Dynamic mechanical properties and wave propagation of composite rock-mortar specimens based on SHPB tests

Filled inclusions in rock discontinuities play a key role in the mechanical characteristics of the rock and thereby influence the stability of rock engineering. In this study, a series of impact tests were performed using a split Hopkinson pressure bar system with high-speed photography to investigate the effect of interlayer strength on the wave propagation and fracturing process in composite rock-mortar specimens. The results indicate that the transmission coefficient, nominal dynamic strength, interlayer closure, and specific normal stiffness generally increase linearly with increasing interlayer stiffness. The cement mortar layer can serve as a buffer during the deformation of composite specimens. The digital images show that tensile cracks are typically initiated at the rock-mortar interface, propagate along the loading direction, and eventually result in a tensile failure regardless of the interlayer properties.

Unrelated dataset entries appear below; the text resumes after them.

PR #6429, opened 2018-09-14
Fixed SoundEffectInstance.IsLooped XNA correctness.

tomspilman:
Adding some unit tests to verify that `SoundEffectInstance.IsLooped ` works like XNA.

### DIFF
--- a/Test/Framework/Audio/SoundEffectTest.cs
+++ b/Test/Framework/Audio/SoundEffectTest.cs
@@ -9,6 +9,7 @@ using Microsoft.Xna.Framework.Audio;
 using NUnit.Framework;
 using Microsoft.Xna.Framework.Content;
 using Microsoft.Xna.Framework.Graphics;
+using System.Threading;
 
 namespace MonoGame.Tests.Audio
 {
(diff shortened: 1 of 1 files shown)


tomspilman:
FYI.  This is going to fail... will fix the MG bugs next.

Jjagg:
I guess it could be required in case you play a soundeffect and only later know it should loop based on some game state. Or maybe more likely a sound effect that loops until some condition is true, but you don't want it to stop playing in the middle of a loop. 

I don't see why it should be forbidden to change loop state after playing apart from mimicking XNA behavior. In terms of XNA -> MG compatibility it won't matter either if we support changing loop (because XNA cose can't change loop after playing, so nothing changes) and MG -> XNA compatibility hasn't been a priority in the past.

So basically, not allowing the loop change is an unnecessary restriction that might prevent some people from easily getting the behavior they want and current behavior doesn't cause XNA -> MG compatibility issues. So IMO we should not follow XNA here.

Halofreak1990:
@Jjagg, if you really need to change the loop state, is it _that_ much of a hassle to simply create a new SoundEffectInstance and discard the old one?

Ragath:
I don't see an issue with the OpenAL platform being able of doing more, but I think XAudio should then be failing with an exception like XNA instead of failing silently.

tomspilman:
> I don't see an issue with the OpenAL platform being able of doing more

The problem is when you then port that game to a platform that does less and you get a crash and have to scramble to find a work around.  People don't like those differences when porting.

This is why it is best to keep the functionality the same across platforms as much as possible.  It is fine to add platform specific features... but it has to be something very clearly platform specific and something a dev has to explicitly opt-in to.

I still feel my plan is the best way forward.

However, when a relatively weaker layer is sandwiched between the rock matrix, an increasing amount of cement mortar is violently ejected and slight slabbing occurs near the rock-mortar interface. (C) 2022 Published by Elsevier B.V. on behalf of China University of Mining & Technology.

Automated summary

Filled inclusions in rock discontinuities have a significant impact on the mechanical characteristics and stability of rock engineering. Experimental results show that the interlayer strength influences wave propagation and fracture processes. Increasing interlayer stiffness leads to higher transmission coefficient, strength, closure, and stiffness. The cement mortar layer acts as a buffer, while a weaker interlayer causes slabbing near the rock-mortar interface.